# Interesting Escrimador fight using stick and shield



## Makalakumu (Dec 24, 2005)

I came across this and I thought it looked interesting and kind of fun.  What do you think?  I think the use of a shield is pretty cool.  It gives one a good idea as to why they used in the first place and both fighters are realy good at using theirs.

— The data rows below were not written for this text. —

PR #542, opened 2025-12-04
[CORE] change fdp_power

jpaillard:


src/hidimstat/statistical_tools/multiple_testing.py
```diff
@@ -7,10 +7,11 @@ def fdp_power(selected, ground_truth):
 
     Parameters
     ----------
-    selected : ndarray
-        Array of indices of selected variables (R-style indexing)
-    ground_truth : ndarray
-        Array of true non-null variable indices
+    selected : ndarray (n_features,)
+        Array of selected variable. 0 for non-selected, 1 for selected, -1 for
+        selected with negative effect (for two-tailed tests)
```
bthirion: We don't really care about the sign here ? Maybe simply "zero" and "non-zero" ?

jpaillard: Yes, I can fix the docstring accordingly

bthirion (approved):
LGTM, thx !

PR #553, opened 2025-12-08
Permutation Feature Importance DOC

AngelReyero:


jpaillard:
It looks almost good to me. I still have comments regarding the `.bib` file, from which I suggest removing links and abstracts. 
Also, suggest adding at the end of the page of PFI, which will add links to the examples using PFI. 
```
Examples
--------

.. minigallery:: hidimstat.PFI
```

I see that the test are not passing but merging #558 shoud improve

bthirion:
As you wish. But this PR is already in pretty good shape, I'm not against merging it.

PR #569, opened 2026-01-08
568 test timeout issue in minimal version test

jpaillard:


bthirion:
> This should effectively increase the timeout to 5min for the tests with minimal version of the dependencies only. See the CI passing in [05d66eb](https://github.com/mind-inria/hidimstat/pull/569/commits/05d66eb768f5636845a92fc2d66792a9c1194668) The [testCI] flag triggered the `ci_test.yml` action where I placed the modification I suggest. I then cleaned up the content of `ci_test.yml`.
> 
> Is it a suitable solution @bthirion?

I would try to keep it to 2min ?

test/test_ensemble_clustered_inference.py
```diff
@@ -172,20 +172,20 @@ def test_encludl_spatial():
...
             roi_size=roi_size,
-            spatial_tolerance=3,
+            spatial_tolerance=2,
             shape=shape,
         )
         fdp_list.append(fdp)
         power_list.append(power)
     assert np.mean(power_list) >= 0.5
-    assert np.mean(fdp_list) <= fdr
+    assert np.mean(fdp_list) <= fwer
```
bthirion: It's weird. fdps should be compared to an fdr level, not an fwer level.

Issue #570, opened 2026-01-27
improve scikit-learn compatibility


jpaillard:
Cloning hidimstat methods (such as CFI, LOCO,...) is currently not possible. 

```python 
import numpy as np
from sklearn.base import clone
from sklearn.linear_model import LinearRegression

from hidimstat import LOCO

X = np.random.randn(20, 2)
y = np.random.randn(20)
predictor = LinearRegression()
predictor.fit(X, y)
loco = LOCO(estimator=predictor)

loco_clone = clone(loco)
```
returns 
``` 
>>> NotFittedError: This LinearRegression instance is not fitted yet. Call 'fit' with appropriate arguments before using this estimator.
```

This is because we currently require the estimator passed to any `BasePerturbation` (LOCO, PFI, CFI ...) to be fitted (`check_is_fitted(estimator)` in the `__init__()` ). 

IMO, it makes sense to support fitted estimators (e.g., DL models trained separately), but we should also allow passing non-fitted estimators, which we would then fit in `BasePerturbation.fit()`. 
That would allow: 1. support unfitted estimators and 2. improve the compatibility with sklearn by allowing to clone hidimstat methods.

Issue #350, opened 2025-08-26
Run sklearn check_estimators on the hidimstat estimators that are expected to behave like a sklearn estimator


Remi-Gau:
See https://scikit-learn.org/stable/modules/generated/sklearn.utils.estimator_checks.check_estimator.html

This could help standardize a few things in the API and behavior of the estimator.

I can open a PR to set up the tests for this to get you started if you are interested.

Remi-Gau:
I can also help navigate those different sklearn checks as I have now been playing with them for almost... (check notes)... almost a year...

lionelkusch:
It's a good idea, but in my opinion, it's a bit early to implement it because there is a need to be still flexible with the API because we need to have some feedback from users or some experience with the API before stiffening it.

Remi-Gau:
from personal experience: you want to have those checks running earlier rather than later because fixing things later will take A LOT OF TIME.

also the constraints on the API are not crazy strict: for a lot of them there are more of the type: cannot call score() on an unfitted estimator

also also: those checks are made in a way that allow gradual or optional opt-in: you can skip some checks if they don't make sense in your case.
For example most nilearn etimators have to skip the checks that work on numpy arrays only because nilearn estimators work on images.
Or you can skip or xfail some checks and just say "TODO: compliance with this check has not been implemented yet".

bthirion:
Thx for raising this, but indeed I think it would be a bit premature now.

PR #571, opened 2026-01-29
[MAINT] run sklearn checks on BasePerturbation and BasePerturbationCV

Remi-Gau:
- relates to #570 
- relates to #350

### DIFF
--- a/CHANGELOG.rst
+++ b/CHANGELOG.rst
@@ -1,6 +1,6 @@
-=====================================
-Version 0.0.4 (under devellopement)
-=====================================
+===================================
+Version 0.4.0 (under devellopement)
+===================================
 
 HIGHLIGHTS
 ----------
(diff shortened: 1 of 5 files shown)


.github/workflows/call_linter.yml
```diff
@@ -8,6 +8,10 @@ on:
 # disable all the permission for the workflow
 permissions: {}
 
+# Force to use color
+env:
+    FORCE_COLOR: true
```
jpaillard: What does this do?

jpaillard (commented):
So IIUC, all the failed estimator checks are those we should include in the `expected_failed_checks` if we have a good reason for it?

test/test_ensemble_clustered_inference.py
Remi-Gau: unused import: 

ruff check --select F401 examples --fix

test/test_knockoff.py
```diff
@@ -14,6 +14,18 @@
 from hidimstat.samplers import GaussianKnockoffs
 from hidimstat.statistical_tools.multiple_testing import fdp_power
 
+# TODO
```
bthirion: Maybe open the issues corresponding to current failures ?

bthirion (commented):
Looks good overall.

PR #576, opened 2026-02-03
[FIX] improve compatibility BasePerturbation wth sklearn

Remi-Gau:
- relates to #350

### DIFF
--- a/src/hidimstat/base_perturbation.py
+++ b/src/hidimstat/base_perturbation.py
@@ -23,7 +23,8 @@ class BasePerturbation(BaseVariableImportance, GroupVariableImportanceMixin):
     Parameters
     ----------
     estimator : sklearn-compatible estimator
-        The estimator that will be used for predictions. It will be automatically fitted if it has not already been.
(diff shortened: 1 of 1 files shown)


src/hidimstat/base_variable_importance.py
```diff
@@ -501,32 +507,38 @@ def fit(self, X, y=None):
...
+                    for ids in list(self.features_groups_.values())
                 ]
         else:
             raise ValueError("features_groups needs to be a dictionary")
         return self
 
+    def __sklearn_is_fitted__(self) -> bool:
+        return (
+            getattr(self, "n_features_groups_", None) is None
+            or getattr(self, "_features_groups_ids", None) is None
```
jpaillard:
```suggestion
            getattr(self, "n_features_groups_", None) is not None
            or getattr(self, "_features_groups_ids", None) is not None
```
IIUC, this replaces L540, which was raising an error if either attribute was None. If the class is fitted, they should both **not** be None

PR #581, opened 2026-02-05
[MAINT] improve sklearn compatibility of BasePerturbationCV

Remi-Gau:
- relates to #350

### DIFF
--- a/docs/tools/conf.py
+++ b/docs/tools/conf.py
@@ -220,8 +220,8 @@ linkcheck_ignore = [
     r"https://github.com/*",
 ]
 
-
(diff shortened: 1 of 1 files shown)


src/hidimstat/base_perturbation.py
```diff
@@ -359,8 +359,8 @@ class BasePerturbationCV(BaseVariableImportance):
 
     def __init__(
         self,
-        estimators,
-        cv,
+        estimators=None,
+        cv=None,
```
Remi-Gau: estimators should have initializable with some defaults

Issue #574, opened 2026-02-03
a lot of errors that need a manual fix are ignored for now


jpaillard:
a lot of errors that need a manual fix are ignored for now

_Originally posted by @Remi-Gau in https://github.com/mind-inria/hidimstat/pull/573#discussion_r2757793200_

PR #593, opened 2026-02-09
[MAINT] use numpy.random.Generator as fixture in tests

Remi-Gau:
- fixes https://docs.astral.sh/ruff/rules/numpy-legacy-random/
- relates to #574


Remi-Gau:
> Just wondering: is there a computational advantage to it, or is it readability or "good practice" ?

from my reading of [this](https://docs.astral.sh/ruff/rules/numpy-legacy-random/#why-is-this-bad) and the other links in the page, I would put this more under 'good practice'

In this case it also allows for the introduction of a rng fixture that can help remove duplicate code across tests

lionelkusch:
@Remi-Gau  
I don't think that it's a good idea to fix the seed. I preferred to have random runs and a control through pytest-randomly than a fix seed, which create reduce the coverage of cases from the tests.

PR #1108, opened 2020-08-14
Fix findtravelpath() going back and forth

### LINKED ISSUE #1015: Travel command can get stuck in infinite loops
Not sure how to reproduce yet, but we keep getting reports of this every now and then.

NeroOneTrueKing:
This happened when the following occurred:
1) you tried to travel to somewhere you did not have a clear path to (blocked off, or unexplored tiles in the way)
2) there was an intermediary location, closer to your target, that *could be reached*, in LoS
3) the path to reach that intermediary location brought you further away from your original target AND broke LoS to your intermediary location

Simply dropping the LoS requirement fixes findtravelpath(), which is what this first commit does.

I am exploring the possibility of re-enforcing the LoS requirement when picking intermediary locations, but saving a single intermediary location to `u` so that it can only pick better intermediaries (because LoS changes as you move).

### DIFF
--- a/include/flag.h
+++ b/include/flag.h
@@ -410,7 +410,7 @@ struct instance_flags {
 	boolean  lootabc;	/* use "a/b/c" rather than "o/i/b" when looting */
 	boolean  showrace;	/* show hero glyph by race rather than by role */
 	boolean  travelcmd;	/* allow travel command */
-	boolean  travelplus;/* if travel command should attempt to path through the unknown */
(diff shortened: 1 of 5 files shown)


NeroOneTrueKing:
This is now the basis of a discount autoexplore feature. If you set travelplus high enough, it tries to map out everywhere that could potentially get you to your target location if it can't find a path.

Chris-plus-alphanumericgibberish (approved):

PR #1121, opened 2020-08-16
Tweak armor weight-types

NeroOneTrueKing:
1) Specify in objects.c (using the size field)
2) Lighten several


Chris-plus-alphanumericgibberish (approved):
Armor encumbrance needs to be looked at.

PR #1125, opened 2020-08-17
Replace Gae/Tulani in mklev spawns appropriately

RikerW:
This fixes a game with Gae Eladrin instead of Tulani still spawning Tulani on the plane of water, and any other hypothetical desfile inclusions. It assumes G_NOGEN is used to track which should spawn in that game.

### DIFF
--- a/src/makemon.c
+++ b/src/makemon.c
@@ -7571,6 +7571,13 @@ register int	mmflags;
 	)
 		mmflags |= MM_EDOG;
 
+	/* replace desfile Tulani with Gae, and vice versa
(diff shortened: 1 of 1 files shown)


NeroOneTrueKing (commented):
Looks good to me, but I'm never certain what Chris wants alt Eladrin, so I'll leave it to him to fully approve.

Chris-plus-alphanumericgibberish (approved):

Chris-plus-alphanumericgibberish:
The alt castes should be replaced in most situations, except when loading bones. The random roll is determining which caste is rare and which is more common (high-caste outsiders never being very common in the first place).

PR #1131, opened 2020-08-17
Confuse monster can only be applied in melee

NeroOneTrueKing:


Chris-plus-alphanumericgibberish:
This was a buff to confuse monster.

PR #1137, opened 2020-08-18
add compound option delay_length:normal|short|instant

bubblehack:
I would have done an absolute time value but some of the window systems have different "normal" delays so changing that seems like a bad move for people who are used to it.


bubblehack:
[preview](https://i.imgur.com/WsVxAcm.gifv)

Chris-plus-alphanumericgibberish (approved):

PR #1142, opened 2020-08-22
Rewrite how macromagic works

NeroOneTrueKing:
Now operates in O(args) time, instead of O(args^2).

Compile time for objects.c is down to about 5 seconds on my computer, down from what felt like forever (~30 seconds).

Conflicts with #1091; to resolve, merge #1091 first and then manually edit its MONS() macro and add the 7x `0,`.

p.s. sorry Chris, still figuring out my new git workflow


NeroOneTrueKing:
Closing.
Got my git workflow figured out, making the PR from my fork.

PR #1150, opened 2020-08-25
Fix buffer overflow when adding cmds

amateurhourrrr:
There were missing entries for some of the extended commands that get
added if the player is in wizard mode, causing adding the debug commands
to overflow the buffer.

Additionally moves a comment such that the null entries' comments are in
consistent order with the command entries themselves.


amateurhourrrr:
noticed this is fixed in devel, my bad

http://www.ilguerriero.it/codino/scrimia/bastone%20e%20boccoliere%20La%20Mostra%20di%20Brescia.wmv


----------



## lhommedieu (Dec 24, 2005)

That kind of shield is called a "buckler" and appears in several classical fencing styles.  It is used with the rapier, for example, to deflect both thrusts and cuts.

For more information:

http://www.thearma.org/essays/SwordandBucklerP4.htm

Best,

Steve Lamade


----------



## Makalakumu (Dec 24, 2005)

Is it common to take escrima techniques and combine them with a buckler?  Is this even FMA?


----------



## Brian R. VanCise (Dec 24, 2005)

This is an italian escrima group. www.novascrima.com Their techniques
are european in nature and to the best of my knowledge they
have nothing to do with Filipino martial arts. After having said 
that, it was a great video clip and I am very thankful that you
shared it with us. European style fencing is very good. I have
read about these guys in a couple of European style martial arts
magazines. I believe they also have videos out there for sell as
well. Thanks for the clip.

Brian R. VanCise
www.instinctiveresponsetraining.com


----------



## Brian R. VanCise (Dec 24, 2005)

Here is there link:  www.novascrimia.com 

Brian R. VanCise
www.instinctiveresponsetraining.com


----------



## arnisador (Dec 24, 2005)

Yes, (e)scrima is a Romance language term for (Western) fencing. In French I think it's escrime, in Italian I think it's scrima, etc. There's some discussion in the WMA forum, I think (folded in from the defunct Fencing forum).


----------



## Nanalo74 (Dec 24, 2005)

Great stuff! Thanks for posting it.

Vic www.combatartsusa.com


----------



## lhommedieu (Dec 26, 2005)

upnorthkyosa said:
			
		

> Is it common to take escrima techniques and combine them with a buckler? Is this even FMA?


 
It's certainly not common, but, as the saying goes, "There are only so many ways to swing a stick..."  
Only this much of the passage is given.